NUSTM / VLP-MABSA

107 stars 10 forks source link

Questions about how to process the original dataset #1

Open jc-ryan opened 2 years ago

jc-ryan commented 2 years ago

Nice work and nice repository ! But I still have some doubts about the repository~

  1. Could you please provide some more instructions about how to process the original MVSA dataset using the tools you mentioned? For example, what steps you have taken using the twitter_nlp to perform NER and how did you use sentiwordnet to matching the opinion words, finally what results we got after above processing. Same thing with Faster-RCNN and ANPs extractor.
  2. Could you please provide some sample data of the processed MVSA? It will be great if you could provide some example data into BaiduNetdisk, because I still have no idea about the exact data format with only MVSA_descriptions.txt provided, thus could not reproduce the pretraining part of your code.

Thanks a lot!

lyhuohuo commented 2 years ago

Thank you for your questions, i have added some details of processing the pre-training dataset in the README.md. I hope this could help you understand the pre-processing.

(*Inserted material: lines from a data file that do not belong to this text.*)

PR #114, opened 2022-08-08
Assessment final

juhiagl8:


src/main/java/org/sunbird/assessment/repo/AssessmentRepositoryImpl.java
```diff
@@ -138,13 +138,13 @@ public boolean addUserAssesmentStartTime(String userId, String assessmentIdentif
...
+	public Date fetchUserAssessmentStartTime(String userId, String assessmentIdentifier) {
 		Map<String, Object> request = new HashMap<>();
 		request.put(Constants.USER_ID, userId);
 		request.put(Constants.IDENTIFIER, assessmentIdentifier);
-		Map<String, Object> existingDataList = cassandraOperation.getRecordsByProperties(Constants.KEYSPACE_SUNBIRD,
-				Constants.TABLE_USER_ASSESSMENT_TIME, request, null).get(0);
-		return (Date) existingDataList.get("starttime");
+		List<Map<String, Object>> existingDataList = cassandraOperation.getRecordsByProperties(Constants.KEYSPACE_SUNBIRD,
+				Constants.TABLE_USER_ASSESSMENT_TIME, request, null);
+		return (!existingDataList.isEmpty()) ? (Date) existingDataList.get(0).get("starttime") : null;
```
karthik-tarento: So - we will have more than one data for given userId and assessmentId ?
getting the 1st value from list -- is correct? is the cassandra query will return sorted list ?

src/main/java/org/sunbird/assessment/service/AssessmentServiceV2.java
```diff
@@ -14,7 +14,9 @@ public interface AssessmentServiceV2 {
 	 */
 	public SBApiResponse submitAssessment(Map<String, Object> data, String userEmail) throws Exception;
 
-	public SBApiResponse readAssessment(String assessmentIdentifier, String token) throws Exception;
+	public SBApiResponse readAssessment(String assessmentIdentifier, String token);
 
-	public SBApiResponse readQuestionList(Map<String, Object> requestBody, String authUserToken) throws Exception;
+	public SBApiResponse readQuestionList(Map<String, Object> requestBody, String authUserToken);
+
+	Map<String, Object> createResponseMapWithProperStructure(Map<String, Object> hierarchySection, Map<String, Object> resultMap);
```
karthik-tarento: why this method needs to be added in interface ??

src/main/resources/application.properties
```diff
@@ -68,6 +67,7 @@ kafka.topics.parent.telemetry.event=dev.telemetry.raw
 kafka.topics.parent.rating.event = dev.rating.event
 kafka.topics.userutility.telemetry.event=userLastLoginTopic
 kafka.topics.wat.telemetry.event.topic.consumer=watTelemetryTopic-consumer
+kafka.topics.user.assessment.submit=local.dev.assessment.submit
```
karthik-tarento: suggestion - avoid "local" or "dev" in the topic name -- it doesn't make sense.. just -- "assessment.submit" or "assessment.result.submit"

src/main/resources/application.properties
```diff
@@ -140,13 +140,13 @@ redis.port=6379
...
+#assessment.host=http://assessment-service:9000/
+#assessment.hierarchy.read.path=questionset/v4/hierarchy/{identifier}?mode=edit
+#assessment.question.list.path=question/v4/list
 
-#assessment.host=https://igot-dev.in/api/
-#assessment.hierarchy.read.path=questionset/v1/hierarchy/{identifier}?hierarchy=detail
-#assessment.question.list.path=question/v/list
+assessment.host=https://igot-dev.in/api/
+assessment.hierarchy.read.path=questionset/v1/hierarchy/{identifier}?mode=edit
+assessment.question.list.path=question/v1/list
```
karthik-tarento: changes done for local - should not be committed...

src/main/java/org/sunbird/scheduler/util/EmailNotificationService.java
```diff
@@ -30,11 +30,11 @@ public static void sendIncompleteCourseEmail(Map.Entry<String, UserCourseProgres
...
-                    params.put(Constants.COURSE + j + Constants._NAME, userCourseProgressDetailsEntry.getValue().getIncompleteCourses().get(i).getCourseName());
-                    params.put(Constants.COURSE + j + Constants._DURATION, String.valueOf(userCourseProgressDetailsEntry.getValue().getIncompleteCourses().get(i).getCompletionPercentage()));
+                    params.put(Constants.COURSE_KEY + j, true);
+                    params.put(Constants.COURSE_KEY + j + Constants._URL, userCourseProgressDetailsEntry.getValue().getIncompleteCourses().get(i).getCourseUrl());
+                    params.put(Constants.COURSE_KEY + j + Constants.THUMBNAIL, userCourseProgressDetailsEntry.getValue().getIncompleteCourses().get(i).getThumbnail());
+                    params.put(Constants.COURSE_KEY + j + Constants._NAME, userCourseProgressDetailsEntry.getValue().getIncompleteCourses().get(i).getCourseName());
+                    params.put(Constants.COURSE_KEY + j + Constants._DURATION, String.valueOf(userCourseProgressDetailsEntry.getValue().getIncompleteCourses().get(i).getCompletionPercentage()));
```
karthik-tarento: can you raise this as separate PR - so this can be reviewed and released much faster

src/main/java/org/sunbird/common/util/Constants.java
```diff
@@ -335,6 +338,7 @@ public class Constants {
 	public static final String SUNBIRD_CASSANDRA_CONSISTENCY_LEVEL = "sunbird_cassandra_consistency_level";
 	public static final String INCOMPLETE_COURSES_MAIL_SUBJECT = "Complete the courses you started";
 	public static final String COURSE = "Course";
+	public static final String COURSE_KEY = "course";
```
karthik-tarento: In these cases -- when you require a constant with all small cases... 
just check the word exist -- if so, simply use that like --> COURSE.toLowerCase() -- instead of creating one more constant ?

src/main/java/org/sunbird/assessment/service/AssessmentServiceV2Impl.java
```diff
@@ -34,146 +39,329 @@ public class AssessmentServiceV2Impl implements AssessmentServiceV2 {
     @Autowired
     RedisCacheMgr redisCacheMgr;
 
+    @Autowired
+    CbExtServerProperties serverProperties;
+
     @Autowired
     CbExtServerProperties cbExtServerProperties;
```
karthik-tarento: twice ??

src/main/java/org/sunbird/assessment/service/AssessmentServiceV2Impl.java
```diff
@@ -34,146 +39,329 @@ public class AssessmentServiceV2Impl implements AssessmentServiceV2 {
...
             if (userId != null) {
                 Map<String, Object> assessmentAllDetail = (Map<String, Object>) redisCacheMgr
                         .getCache(Constants.ASSESSMENT_ID + assessmentIdentifier);
-                boolean isSuccess = true;
                 if (ObjectUtils.isEmpty(assessmentAllDetail)) {
                     Map<String, Object> hierarcyReadApiResponse = getReadHierarchyApiResponse(assessmentIdentifier, token);
-                    if (!Constants.OK.equalsIgnoreCase((String) hierarcyReadApiResponse.get(Constants.RESPONSE_CODE))) {
-                        isSuccess = false;
+                    if (hierarcyReadApiResponse.isEmpty() || !Constants.OK.equalsIgnoreCase((String) hierarcyReadApiResponse.get(Constants.RESPONSE_CODE))) {
+                        errMsg = "Please check the Read Hierarchy API";
```
karthik-tarento: Need to update errMsg --> proper one should be like... 
"Assessment hierarchy read failed, failed to process Assessment Read Request"

src/main/java/org/sunbird/assessment/service/AssessmentServiceV2Impl.java
```diff
@@ -34,146 +39,329 @@ public class AssessmentServiceV2Impl implements AssessmentServiceV2 {
...
                                 .get(Constants.RESULT)).get(Constants.QUESTION_SET);
                         redisCacheMgr.putCache(Constants.ASSESSMENT_ID + assessmentIdentifier, assessmentAllDetail);
                     }
                 }
-                response = prepareAssessmentResponse(assessmentAllDetail, isSuccess);
-                redisCacheMgr.putCache(Constants.USER_ASSESS_REQ + token, response.getResult().get(Constants.QUESTION_SET));
-                if (assessmentAllDetail.get(Constants.DURATION) != null) {
-                    boolean resp = assessmentRepository.addUserAssesmentStartTime(userId, Constants.ASSESSMENT_ID + assessmentIdentifier, new Timestamp(new Date().getTime()));
-                    return response;
+                response.getResult().put(Constants.QUESTION_SET, readAssessmentLevelData(assessmentAllDetail));
```
karthik-tarento: when Assessment Read called first time... 
assessmentAllDetail would be empty... in this case if we failed to call Assessment hierarchy -- what would happen here? looks like we are trying to store empty value into redisCache... check errMsg is not empty and then proceed...

src/main/java/org/sunbird/assessment/service/AssessmentServiceV2Impl.java
```diff
@@ -34,146 +39,329 @@ public class AssessmentServiceV2Impl implements AssessmentServiceV2 {
...
+                redisCacheMgr.putCache(Constants.USER_ASSESS_REQ + assessmentIdentifier + token, response.getResult().get(Constants.QUESTION_SET));
+                if (assessmentAllDetail.get(Constants.EXPECTED_DURATION) != null) {
```
karthik-tarento: What is the necessary for this if condition ?
do not assume courses without expected duration -- if so, then we need to through error -- should not ignore adding startTime

src/main/java/org/sunbird/assessment/service/AssessmentServiceV2Impl.java
```diff
@@ -34,146 +39,329 @@ public class AssessmentServiceV2Impl implements AssessmentServiceV2 {
...
         } catch (Exception e) {
-            logger.error(e);
-            throw new ApplicationLogicError("REQUEST_COULD_NOT_BE_PROCESSED", e);
+            logger.error(String.format("Exception in %s : %s", "read Assessment", e.getMessage()), e);
+            errMsg = "Failed to read Assessment. Exception: " + e.getMessage();
+        }
+        if (StringUtils.isNotBlank(errMsg)) {
+            response.getParams().setStatus(Constants.FAILED);
+            response.getParams().setErrmsg(errMsg);
+            response.setResponseCode(HttpStatus.BAD_REQUEST);
```
karthik-tarento: HttpStatus should be InternalServerError -- Bad_Request can be used if it is failed when validating the request

src/main/java/org/sunbird/assessment/service/AssessmentServiceV2Impl.java
```diff
@@ -34,146 +39,329 @@ public class AssessmentServiceV2Impl implements AssessmentServiceV2 {
...
                         redisCacheMgr.putCache(Constants.ASSESSMENT_ID + assessmentIdentifier, assessmentAllDetail);
                     }
                 }
-                response = prepareAssessmentResponse(assessmentAllDetail, isSuccess);
-                redisCacheMgr.putCache(Constants.USER_ASSESS_REQ + token, response.getResult().get(Constants.QUESTION_SET));
-                if (assessmentAllDetail.get(Constants.DURATION) != null) {
-                    boolean resp = assessmentRepository.addUserAssesmentStartTime(userId, Constants.ASSESSMENT_ID + assessmentIdentifier, new Timestamp(new Date().getTime()));
-                    return response;
+                response.getResult().put(Constants.QUESTION_SET, readAssessmentLevelData(assessmentAllDetail));
+                redisCacheMgr.putCache(Constants.USER_ASSESS_REQ + assessmentIdentifier + token, response.getResult().get(Constants.QUESTION_SET));
```
karthik-tarento: One more case - Need to check putCache is successful or not.. if failed - need to send back error response to user.

src/main/java/org/sunbird/assessment/service/AssessmentServiceV2Impl.java
```diff
@@ -34,146 +39,329 @@ public class AssessmentServiceV2Impl implements AssessmentServiceV2 {
...
+    private SBApiResponse createDefaultResponse(String api) {
+        SBApiResponse response = new SBApiResponse();
+        response.setId(api);
+        response.setVer(Constants.VER);
+        response.getParams().setResmsgid(UUID.randomUUID().toString());
+        response.getParams().setStatus(Constants.SUCCESS);
+        response.setResponseCode(HttpStatus.OK);
+        response.setTs(DateTime.now().toString());
+        return response;
+    }
```
karthik-tarento: suggestion - add new private methods at the end of the file... so that it is easy to review..
public methods (which are exposed to interface) need to be added at the end of previous public methods..

src/main/java/org/sunbird/assessment/service/AssessmentServiceV2Impl.java
```diff
@@ -34,146 +39,329 @@ public class AssessmentServiceV2Impl implements AssessmentServiceV2 {
...
-                            redisCacheMgr.putCache(Constants.QUESTION_ID + qmap.get(Constants.IDENTIFIER), qmap);
-                            questionList.add(filterQuestionMapDetail(qmap));
-                        } else {
-                            logger.error(new Exception("Failed to get Question Details for Id: " + qmap.get(Constants.IDENTIFIER)));
+            String userId = RequestInterceptor.fetchUserIdFromAccessToken(authUserToken);
+            if (userId != null) {
+                List<String> identifierList = getQuestionIdList(requestBody);
+                List<Object> questionList = new ArrayList<>();
+                List<String> newIdentifierList = new ArrayList<>();
+                if (requestBody.containsKey(Constants.ASSESSMENT_ID_KEY) && !requestBody.get(Constants.ASSESSMENT_ID_KEY).toString().isEmpty() && !identifierList.isEmpty()) {
```
karthik-tarento: !requestBody.get(Constants.ASSESSMENT_ID_KEY).toString().isEmpty() -- bad... it should be... 
!StringUtils.isEmpty((String)requestBody.get(Constants.ASSESSMENT_ID_KEY))

src/main/java/org/sunbird/assessment/service/AssessmentServiceV2Impl.java
```diff
@@ -34,146 +39,329 @@ public class AssessmentServiceV2Impl implements AssessmentServiceV2 {
...
+                    String key = Constants.USER_ASSESS_REQ + requestBody.get(Constants.ASSESSMENT_ID_KEY).toString() + authUserToken;
+                    Map<String, Object> questionSetFromAssessment = (Map<String, Object>) redisCacheMgr.getCache(key);
+                    if (questionSetFromAssessment != null && questionSetFromAssessment.get(Constants.CHILDREN) != null) {
```
karthik-tarento: We are storing the questionList into the cache... and we are 100% sure that an empty children is stored in Cache... 
so - just !ObjectUtils.isEmpty(questionSetFromAssessment) would be enough...

src/main/java/org/sunbird/assessment/service/AssessmentServiceV2Impl.java
```diff
@@ -34,146 +39,329 @@ public class AssessmentServiceV2Impl implements AssessmentServiceV2 {
...
+                        List<String> questionsFromAssessment = new ArrayList<>();
+                        List<Map<String, Object>> sections = (List<Map<String, Object>>) questionSetFromAssessment.get(Constants.CHILDREN);
+                        for (Map<String, Object> section : sections) {
+                            questionsFromAssessment.addAll((List<String>) section.get(Constants.CHILD_NODES));
+                        }
+                        //Out of the list of questions received in the payload, retaining only those ids which are a part of the user's latest assessment
+                        identifierList.retainAll(questionsFromAssessment);
```
karthik-tarento: if user send readQuestionList request with more questionId than what we actually provided in readAssessment response -- are we simply removing the extra id ?
we suppose to throw error -- right ?

src/main/java/org/sunbird/assessment/service/AssessmentServiceV2Impl.java
```diff
@@ -34,146 +39,329 @@ public class AssessmentServiceV2Impl implements AssessmentServiceV2 {
...
+                        //Fetching all the remaining questions details from the Redis
+                        List<Object> map = redisCacheMgr.mget(identifierList);
+                        for (int i = 0; i < map.size(); i++) {
+                            if (ObjectUtils.isEmpty(map.get(i))) {
+                                //Adding the not found keys as a seperate list
+                                newIdentifierList.add(identifierList.get(i));
+                            } else {
+                                //Filtering the details of the questions which are found in redis and adding them to another list
+                                questionList.add(filterQuestionMapDetail((Map<String, Object>) map.get(i)));
+                            }
```
karthik-tarento: Are you sure that redisCacheMgr would return empty object if the given key is not found ??
say... identifierList is --> [1,2,3,4,5]
if 2 and 3 are not there, then redisCache would return -> [obj_1, null, null, obj_4, obj_5] -- ?? I guess it would return only [obj_1, obj_4, obj_5] ??

src/main/java/org/sunbird/assessment/service/AssessmentServiceV2Impl.java
```diff
@@ -34,146 +39,329 @@ public class AssessmentServiceV2Impl implements AssessmentServiceV2 {
...
+                        }
+                        //Taking the list which was formed with the not found values in Redis, we are making an internal POST call to Question List API to fetch the details
+                        if (!newIdentifierList.isEmpty()) {
+                            Map<String, Object> questionMapResponse = readQuestionDetails(newIdentifierList);
+                            if (questionMapResponse != null && !questionMapResponse.isEmpty() && Constants.OK.equalsIgnoreCase((String) questionMapResponse.get(Constants.RESPONSE_CODE))) {
```
karthik-tarento: questionMapResponse != null && !questionMapResponse.isEmpty() --> !ObjectUtils.isEmpty(questionMapResponse)

src/main/java/org/sunbird/assessment/service/AssessmentServiceV2Impl.java
```diff
@@ -34,146 +39,329 @@ public class AssessmentServiceV2Impl implements AssessmentServiceV2 {
...
+                                    if (!ObjectUtils.isEmpty(questionMap)) {
+                                        redisCacheMgr.putCache(Constants.QUESTION_ID + question.get(Constants.IDENTIFIER), question);
+                                        questionList.add(filterQuestionMapDetail(question));
+                                    } else {
+                                        logger.error(String.format("Failed to get Question Details for Id: %s", question.get(Constants.IDENTIFIER).toString()));
+                                    }
+                                }
+                            } else {
+                                logger.error(String.format("Failed to get Question Details from the Question List API for the IDs: %s", newIdentifierList.toString()));
+                            }
```
karthik-tarento: We just log error ? what if this is the 1st time, there won't be any information in the cache... in that case, we simply log error and return empty successful response ?
we should through error even if we are not return one question details

src/main/java/org/sunbird/assessment/service/AssessmentServiceV2Impl.java
```diff
@@ -34,146 +39,329 @@ public class AssessmentServiceV2Impl implements AssessmentServiceV2 {
...
+                        else
+                            errMsg = "The list of questions are Empty";
+                    } else {
+                        errMsg = "Please provide a valid assessment Id/Session Expired";
                     }
+                } else {
+                    errMsg = "Please provide the valid Assessment Id";
                 }
+            } else {
+                errMsg = "User Id doesn't exist! Please supply a valid auth token";
```
karthik-tarento: can we have a validation method for this readQuestionList... the validation method should check the following... 
a) check user token is valid
b) incoming request contains assessmentId and list of questionId's
c) check the cache for readAssessmentResponse - make sure the incoming request for readQuestionList contains Id's from what we sent in readAssessmentResponse
return error response if one of the above failed...

karthik-tarento (changes requested):

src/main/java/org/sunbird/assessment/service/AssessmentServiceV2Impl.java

PKUCSS commented 1 year ago

Thank you for your questions, i have added some details of processing the pre-training dataset in the README.md. I hope this could help you understand the pre-processing.

Thanks for your excellent work and patient feedback. Could you please release the processed pre-training data for better reproductivity?

SilyRab commented 1 year ago

请问对使用twitter_nlp工具没有抽出实体(方面术语)的样例,是删除了还是做了另外的处理?

SilyRab commented 1 year ago

请问最终预训练的数据量大概是多少

lyhuohuo commented 1 year ago

1.对于twitter_nlp工具没有抽出实体我们在预训练当中是作空处理的,因为下游任务上也有不存在实体的情况。 2.预训练的数据量大概是17000多。